3. To był on. Ten, który skradł mój pierwszy pocałunek.

276 10 2
                                    

Jak ja mogłam być taka głupia! Zmarnowałam mój pierwszy pocałunek na takiego, takiego... Boże! Wykorzystał mnie, a potem zostawił! Tylko mnie pocałował, a ja taka głupia byłam w stanie dać mu się... Dobrze, że nie posunęliśmy się dalej. Tylko o to mu chodziło, zdobyć mnie i udało mu się, nawet nie musiał się wysilać...
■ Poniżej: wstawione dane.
PR #167, opened 2021-09-02
Bugfix/166 invest logging stdout

### LINKED ISSUE #166: Improve reliability of the connection to invest logging
The workbench displays invest logs by finding the invest logfile in the workspace and then reading/tailing it in the renderer to display the text. It seemed like a good idea to use the logfile (instead of the invest process stdout stream) as the single source of data for the logs because it lets us display the entire log from a pre-existing run in the same way we display it from a new, active run.

But it's tricky and a bit fragile to do this for new, active invest runs because it requires either,
1. identifying the logfile in the workspace using regex, and dealing with the reality of multiple logfiles in the same workspace, or
2. parsing the invest stdout itself for the logfile name, but then waiting until the file exists before trying to read/tail it

We've been doing option 1, and it's been fairly reliable, though I just had an issue with it that's hard to reproduce.

I think we can make this whole process more reliable & simpler by getting the log data from invest stdout during actively running jobs. And only getting the data from a logfile when we're rendering a pre-existing run. 

The `invest.cli` sets up a StreamHandler to `sys.stdout` and `invest.utils.prepare_workspace` sets up the FileHandler. So invest is already setup for this.

davemfish:
This fixes natcap/invest-workbench#166

We're splitting the display of invest logfiles into two distinct modes:
1. During an active invest run, the invest log is displayed by listening to the invest process stdout & stderr
2. To display the log of a pre-existing invest run loaded from the list of "Recent Runs", read the logfile from disk

We no longer need to worry about watching for logfiles to be created in active workspaces, or with watching the file itself for updates during an active run.

There's also some new tracking of the state of an invest subprocess so we can display the appropriate components. For example, the 'Cancel' button should only be available after we are certain the invest process is running and has a `pid`. But the 'Run' button should be disabled even earlier, as soon as it is clicked, and not enabled again until invest exits.

Also in this PR, a bit of debugging for the puppeteer test that should make it more resilient to things that seem to take varying amounts of time, like the electron startup, and invest validation.


src/main/main.js
```diff
@@ -106,21 +108,22 @@ export const createWindow = async () => {
     if (ELECTRON_DEV_MODE) {
       mainWindow.webContents.openDevTools();
     }
+    // We use this stdout as a signal in a puppeteer test
+    process.stdout.write('main window loaded');
```
phargogh, line 112: Neat!  Very helpful comment, too.

src/main/setupInvestHandlers.js
```diff
@@ -127,31 +90,38 @@ export function setupInvestRunHandlers(investExe) {
...
-      runningJobs[args.workspace_dir] = investRun.pid;
-      event.reply(`invest-logging-${channel}`, logfile);
-    });
+    // We need to store the PID to enable killing the task.
+    // And need to parse the logfile path from stdout.
+    const stdOutCallback = async (data) => {
+      if (!investLogfile) {
+        if (`${data}`.match('Writing log messages to')) {
+          investLogfile = `${data}`.split(' ').pop().trim();
+          runningJobs[args.workspace_dir] = investRun.pid;
```
phargogh, line 99: Out of curiosity, is it possible for a user to start 2 model runs (could be different models) in the same workspace with different PIDs?  If it is, wouldn't we lose track of the PID of the first process?

src/main/setupInvestHandlers.js
```diff
@@ -166,3 +136,25 @@ export function setupInvestRunHandlers(investExe) {
...
+      logger.error(err);
+      event.reply(
+        `invest-stdout-${channel}`,
+        `Logfile is missing or unreadable: ${os.EOL}${logfile}`
+      );
+    });
+
+    const rl = readline.createInterface({
+      input: fileStream,
+      crlfDelay: Infinity,
```
phargogh, line 153: Well this is an interesting option!  I wonder what their use case was for expecting there to be an observable delay between `\r` and `\n`.

src/main/setupInvestHandlers.js
```diff
@@ -166,3 +136,25 @@ export function setupInvestRunHandlers(investExe) {
...
+    const fileStream = fs.createReadStream(logfile);
+    fileStream.on('error', (err) => {
+      logger.error(err);
+      event.reply(
+        `invest-stdout-${channel}`,
+        `Logfile is missing or unreadable: ${os.EOL}${logfile}`
+      );
+    });
+
+    const rl = readline.createInterface({
```
phargogh, line 151: I'm sure this is just my relative node inexperience coming out, but I'm not sure I understand the benefit of having a readline interface atop `fileStream` ... is it just that we're trying to iterate one line at a time rather that whatever chunks `fileStream` would normally read?  Is there a limit to the size of the data that can be sent across the `invest-stdout-*` channel?  Something else?  Sorry for my confusion here!

phargogh (commented):
Thanks @davemfish !  I've looked through and had a couple questions for my own information that are very likely just due to my relative inexperience with node, but I'm curious what you think.

src/main/setupInvestHandlers.js
davemfish: Oh thanks for catching this! I switched the key to the `jobID` that is unique to each `InvestTab` component. Since we know we can only have one running job per open tab, that should fix this.

src/main/setupInvestHandlers.js
davemfish: I guess it must have happened at some point! Based on the docs `Infinity` seems like a reasonable cross-platform choice without any downside in our case.

src/main/setupInvestHandlers.js
davemfish: @phargogh That's a great question that I never thought too deeply about. The goal is to read one line at a time because that's how the `LogTab` `markupLine` is designed to work. If you don't mind, could you take a look in `LogTab` and give that design a bit of critical review? I wouldn't want to design this whole `fileStream + readline` stuff around something else that was a flawed idea to begin with.

At some point we'll probably move that `markupLine` feature out of the renderer and into this main process because it's still using one node module (`santizeHtml`) and we ought to eventually remove node integration from the renderer completely. That could mean just substituting in another `ipc` call.

src/main/setupInvestHandlers.js
phargogh: Ah right!  That makes a lot of sense.  Thanks!

src/main/setupInvestHandlers.js
phargogh: Sure!  So, I'm not certain I can speak to whether `markupLine` belongs in the main process or in the renderer at the moment, but your reasoning makes sense to me about that.

The main thing I'm noticing about this design centers around the line-by-line nature of it.  That's not _inherently_ a problem, but the fact that we start from the very beginning with reading from stdout line-by-line is probably less efficient than it could be.  The [Node docs for `createReadStream`](https://nodejs.org/api/fs.html#fs_fs_createreadstream_path_options) suggest that it'll by default read in 16Kb at a time, which is usually a whole lot more than a single line!  The point of deliberately passing around larger chunks is that it tends to reduce iteration overhead, and since each chunk here will be passing through the IPC (where presumably there's some overhead per call), I'd wonder about all of that overhead just generally slowing things down.

So if I were to make an architectural observation, it would be that we might be able to reduce overhead by reading data in larger chunks (the default should be fine) and then only split by newlines where it's needed so that we minimize that communication overhead.  It might not make a difference with just running 1 model, but if we're trying to monitor a bunch of streams all at the same time, I bet that would become noticeable.

And maybe this wouldn't matter at all if we move `markupLine` out of the renderer and we'll need more IPC for that move?  I'm not sure.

Chodziłam zła na siebie przez cały tydzień. Z nikim nie rozmawiałam, tylko użalałam się nad sobą.

W sobotę babcia wysłała mnie po zakupy do marketu. Chodząc po sklepie słuchałam muzyki i zbierałam po kolei z półek wszystkie produkty z listy. Właśnie wkładałam do koszyka puszkę groszku konserwowego, gdy ktoś objął mnie w pasie i przyciągnął do siebie. Słuchawka wyleciała mi z ucha.

- Co ty ro... - zaczęłam, ale urwałam. To był on. Ten, który skradł mój pierszy pocałunek. Julian.
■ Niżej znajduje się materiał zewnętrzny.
PR #177, opened 2021-10-07
Task/51 usage logging

davemfish:
This PR adds invest usage logging to the Workbench. It relies on changes in https://github.com/natcap/invest/pull/678

Logging is done by `natcap.invest.usage` via a `ui_server` endpoint. The workbench requests the logging when the model starts and exits. The solution here is not nearly as elegant as the context manager we use to do this in Qt, but that's just not an option with node & spawned subprocesses.

This is setup to only do the logging in production mode, and not during puppeteer tests.

Database entries look something like this now:
```
| model_name                       | invest_release           | invest_interface      | time                     | ip_address | bounding_box_union                                                                 | bounding_box_intersection                                                          | node_hash | system_full_platform_string | system_preferred_encoding | system_default_language | session_id                           |
+----------------------------------+--------------------------+-----------------------+--------------------------+------------+------------------------------------------------------------------------------------+------------------------------------------------------------------------------------+-----------+-----------------------------+---------------------------+-------------------------+--------------------------------------+
| natcap.invest.carbon             | 3.9.1.post451+gc2a32f316 | Workbench 0.1.0-alpha | 2021-10-07T19:18:15.017Z | NULL       | [-123.70489878706152, 44.249954424247804, -123.20882889655645, 44.762121780513645] | [-123.70489878706152, 44.249954424247804, -123.20882889655645, 44.762121780513645] | NULL      | Windows-10-10.0.19043-SP0   | cp1252                    | en_US                   | 394571e3-6950-4538-b0a3-8b336c51d0c3 |
| natcap.invest.carbon             | 3.9.1.post446+gfb9442c9e.d20211005 | Qt               | 2021-10-05T20:00:04.929Z | NULL       | [-123.70488835731115, 44.24994809617993, -123.20882373475214, 44.7621148918994] | [-123.70488835731115, 44.24994809617993, -123.20882373475214, 44.7621148918994] | NULL      | Windows-10-10.0.19043-SP0   | cp1252                    | en_US                   | bccb8767-1000-4fd8-8b5d-71d2e055d562 |
```

This PR also upgrades to electron v15 to get a version of node 14.x that includes `crypto.randomUUID`. No changes were needed to support the upgrade.

There's also a little bit of cleanup in `InvestTab` as I noticed a slightly simpler way to manage invest stderr data.

### DIFF
--- a/src/main/isDevMode.js
+++ b/src/main/isDevMode.js
@@ -1,0 +1,4 @@
+// defaultApp property is added by electron in devmode.
+// It means the app is running in the "default" electron app
+// as opposed to a purposely-built package, as in production.
+export default !!process.defaultApp;
--- a/src/main/setupInvestHandlers.js
+++ b/src/main/setupInvestHandlers.js
@@ -10,9 +10,11 @@ import sanitizeHtml from 'sanitize-html';
 
 import { getLogger } from '../logger';
 import { ipcMainChannels } from './ipcMainChannels';
+import pkg from '../../package.json';
 
 const logger = getLogger(__filename.split('/').slice(-1)[0]);
 
+const WORKBENCH_VERSION = pkg.version;
 // to translate to the invest CLI's verbosity flag:
 const LOGLEVELMAP = {
   DEBUG: '--debug',
@@ -145,7 +147,7 @@ export function setupInvestRunHandlers(investExe) {
               body: JSON.stringify({
                 model_pyname: pyModuleName,
                 model_args: JSON.stringify(args),
-                invest_interface: 'Workbench', // TODO: include wb version
+                invest_interface: `Workbench ${WORKBENCH_VERSION}`,
                 session_id: usageSessionId,
               }),
               headers: { 'Content-Type': 'application/json' },
--- a/src/main/setupInvestHandlers.js
+++ b/src/main/setupInvestHandlers.js
@@ -74,7 +74,7 @@ export function setupInvestRunHandlers(investExe) {
     event, modelRunName, pyModuleName, args, loggingLevel, jobID
   ) => {
     let investRun;
-    let investLogfile;
+    let investStarted = false;
     let investStdErr = '';
     const logPatterns = { ...LOG_PATTERNS };
     logPatterns['invest-log-primary'] = new RegExp(pyModuleName);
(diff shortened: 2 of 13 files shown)


src/main/isDevMode.js
```diff
@@ -0,0 +1,4 @@
+// defaultApp property is added by electron in devmode.
+// It means the app is running in the "default" electron app
+// as opposed to a purposely-built package, as in production.
+export default !!process.defaultApp;
```
dcdenu4, line 4: What's the double `!!` signify? I don't think I've seen that yet.

src/main/setupInvestHandlers.js
```diff
@@ -116,23 +123,27 @@ export function setupInvestRunHandlers(investExe) {
         detached: true, // counter-intuitive, but w/ true: invest terminates when this shell terminates
       });
     } else { // windows
-      investRun = spawn(investExe, cmdArgs, {
+      investRun = spawn(`"${investExe}"`, cmdArgs, {
```
dcdenu4, line 126: Is this to help protect against spaces in the path?

src/main/setupInvestHandlers.js
```diff
@@ -156,14 +167,20 @@ export function setupInvestRunHandlers(investExe) {
 
     investRun.on('exit', (code) => {
       delete runningJobs[jobID];
-      event.reply(`invest-exit-${jobID}`, code);
+      event.reply(`invest-exit-${jobID}`, {
+        code: code,
+        stdErr: investStdErr,
```
dcdenu4, line 172: Okay, so we can just bundle that stderr reply in here instead of having it be a separate call in the Callback itself.

tests/binary_tests/puppet.test.js
```diff
@@ -86,7 +86,10 @@ beforeAll(() => {
     `"${BINARY_PATH}"`,
     // these are chromium args
     [`--remote-debugging-port=${PORT}`],
-    { shell: true }
+    {
+      shell: true,
+      env: { ...process.env, PUPPETEER: true }
```
dcdenu4, line 91: What does the `PUPPETEER` env do?

src/main/isDevMode.js
davemfish: It's a conventional way to get a pure true false out of a variable that may or may not be `undefined`. Try it out!

src/main/setupInvestHandlers.js
davemfish: Yes, I noticed there was no need to send each stderr message individually to the renderer as they stream in. So we cut down on some ipc traffic by just sending the complete stderr at the end.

- Cześć śliczna - posłał mi rozbrajający uśmiech.

Założyłam ręce na piersi.

- Czego ty chcesz?- posłałam mu chłodne spojrzenie.
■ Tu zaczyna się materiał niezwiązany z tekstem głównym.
PR #181, opened 2021-10-18
Task/123 disable devtools & inspect element in production

### LINKED ISSUE #123: disable developer tools menu in production
By default there is `View > toggle developer tools` but this might be confusing and I can't think of reason why users would ever benefit from opening devtools. We should remove this in production. Users in-the-know could still open via the keyboard shortcut, and I think that's okay. It might be okay to remove that menu item from dev mode as well because devtools still open on launch and can be re-opened with the keyboard shortcut.

Also remove the right-click "Inspect Element" menu in production, but keep for dev mode.

davemfish:
This PR fixes #123 by removing the option to "Inspect Element" from the context menu and to "toggle developer tools" from the View menu. These options are now available in Dev mode but not in production.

Uśmiechnął się i zrobił krok w moją stronę, a ja odruchowo cofnęłam się w tył. Stałam tam jeszcze chwilę, ale w końcu stwierdziłam, że on nie ma nic do powiedzenia, więc obruciłam się i szybkim krokiem ruszyłam w stronę kasy.

- Zaczekaj!- słyszałam za sobą.

Podeszłam do kasy i zaczęłam wykładać produkty.

- Dzień dobry- przywitała się kasjerka.

Już otworzyłam usta, by jej odpowiedzieć, ale nie zdążyłam, bo poczułam, że ktoś (dobrze wiedziałam kto) chwycił mnie od tyłu za pośladek.

Nerwowo się uśmiechnęłam. Nie chciałam odgrywać scen przy kasjerce.

- Piętnaście dziewiędziesiąt pięć - powiedziała.

Wyciągnęłam w jej stronę banknot dwudziestozłotowy, gdy poczułam zimne dłonie na moim karku, a zaraz potem mokry pocałunek na mojej szyi. Drżącą ręką wzięłam od niej resztę i jak najszybciej wyszłam z sklepu.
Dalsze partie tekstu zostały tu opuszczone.